4 Responses to “Star Trek science”

  1. allogenes

    I get where you are coming from with this. Complaining about “scientific inaccuracy” in Star Trek is right up there with people who complain about any central concept of any movie or TV show. Kind of like all those people I know who got mad at the TV series House MD because every week he figures out why someone is sick. C’est la façon dont il est. Star Trek is whatever Star Trek is; and it has not been scientifically accurate in any incarnation.

    That being said, the new Star Trek franchise has tried (hard) to distinguish itself as its own thing, sui generis. I mean, its creator apparently didn’t even like TOS. Thus, it deserves the criticism from those who actually criticize it. Plus, I’m all for piling on as I am sick of people stealing and then re-treading my childhood memories! 🙂

    reply
  2. Jed

    That’s another thing I’ve been responding to a lot; maybe I’ll make that my next entry. On the Daily Show (starting around 02:30 in the first video on that page), Abrams said he didn’t like Trek as a kid but that some of the writers of the new movies did love Trek, so when he and the others were all happy with it, they figured they’d gotten it right. His comment is being interpreted by the fan community as “Abrams hates Trek and is therefore ruining it,’ but it came across to me as him saying “The new movies are intended to work both for longtime fans and for newcomers,” and I think that’s an awesome intent (setting aside the question of whether he succeeds).

    I kind of feel like most of the people who saw that clip did just what Jon Stewart joked that he was doing, and stopped listening after the part where Abrams said he hadn’t liked Trek as a kid.
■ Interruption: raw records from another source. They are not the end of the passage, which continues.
PR #915, opened 2018-07-18
Filter enrichment nodes by p-value with slider

CaitlinOCallaghan:
Implement slider to filter visible nodes by p-value
Slider default value set to 0.025 when network is rendered


src/client/common/components/base-network-view/base-network-view.js
```diff
@@ -70,10 +72,10 @@ class BaseNetworkView extends React.Component {
 
       const layout = cy.layout(initialLayoutOpts);
 
-      //set default view for filtering nodes by p_value when new network is rendered
       this.state.cySrv.loadPromise().then(() => {
-        //by default, only display nodes with p_value <= 0.025
-        this.displayDefaultNodes(0.025);
+      //by default, display all nodes (p-value <= .05)
+      //match position on slider to that of default value
+      document.getElementById('enrichment-selection-slider').value = 0.05;
```
maxkfranz: It would be preferable to set the value as an attribute in render().  React allows a defaultValue, if you only need it set initially.

src/client/features/enrichment/enrichment-menu.js
```diff
@@ -26,7 +26,7 @@ class EnrichmentMenu extends React.Component {
 
     const slider = [
       //set min = 0.0001 to prevent all nodes from being hidden which will occur if min = 0
-      h("input",{type:"range",id:'enrichment-selection-slider',min:0.0001,max:0.05,step:0.0001,defaultValue:0.025,
+      h("input",{type:"range",id:'enrichment-selection-slider',min:0.0001,max:0.05,step:0.0001,defaultValue:0.05,
```
maxkfranz: The defaultValue is set here so the previous DOM manipulation may be redundant

CaitlinOCallaghan:
Setting the slider's defaultValue in the enrichment-menu.js file properly sets the value of the slider; however, the slider's thumb is not updated when re-rendering and its position does not match the value of 0.05.  Both the position and value match when manually manipulating the DOM in base-network-view.js .  I'm not sure why the defaultValue does not set the value and thumb on re-render - it's odd. I can make an issue for it.

CaitlinOCallaghan:
I made updates so that the base-network-view is no longer manually manipulating the DOM.

image


image

jvwong:
When I set the slider to '0' there's still nodes lying around. Is this by design?

src/client/features/enrichment/enrichment-menu.js
```diff
@@ -4,7 +4,37 @@ const { Tab, Tabs, TabList, TabPanel } = require('react-tabs');
...
+        node.addClass('hidden');
+      else
+        node.removeClass('hidden');
+    });
+  }
+
   render(){
+
+    const slider = [
+      //set min = 0.0001 to prevent all nodes from being hidden which will occur if min = 0
```
jvwong: OK I see you've fixed this min to 1E-03. That could get weird if all the nodes are < 1E-08. That kind of adjusted p-value is totally meaningless, but I digress.

Is it weird to fix the range based upon the data? or is that a low priority 'enhancement' we can punt to the next issue/milestone?

CaitlinOCallaghan: I thought about dynamic scaling, but I feel that it's for the next issue/milestone - implementation will get messy because the slider feature uses enrichment.css for the legend background, enrichment-stylesheet.js for the node color, and the .js files in the enrichment feature folder to render the slider

jvwong: OK leave for another day.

    Anyway, I disagree that it’s trying to distance itself from the original; I think in this second movie in particular, the echoes are very strong and very intentional.

    reply
  3. allogenes

    Well, Abrams did emphasize the dislike of the philosophical aspect of the franchise and didn’t seem to say that he changed his mind on that. So I’m dinging him some points for that, the anti-philosophy bent, not for the not liking it as a kid part. I like the philosophical overtones. 🙂

    Nonetheless, my main complaint (or rant more likely) is against the constant retreading of franchises. In the case of ST it may work out; certainly there were those who cried that it was the end of the world when STTNG started, and now that appears (at least to me) to be the default ST universe. (I mean that in the sense of being “more canonical” in the resolution of debatable points; I realize that technically they are the same fictive universe.)

    But I am just tired of all the retreads. Why cannot these supposedly creative people just try stuff that is new? I agree that there is little that is new in a deep sense, but ST, Doctor Who, Hitchhiker’s Guide, all the Marvel comics, even the A Team? It is not clear to me why we cannot just try new stuff. I am reminded of the cybernetician Ashby’s theorem about “requisite variety.” This is not how to get it.

    If Abrams wants to try something new and fail I’m a lot more forgiving if he’s trying something new. Smashing my childhood comes with an extra load of my personal bias against him, and all the others, for stealing my youth. 🙂

    reply
    • allogenes

      Obviously I meant: “If Abrams wants to try something new and fail I’m a lot more forgiving than if he is perverting some fond childhood memory.” Or words to that effect. Damnable lack of an edit button!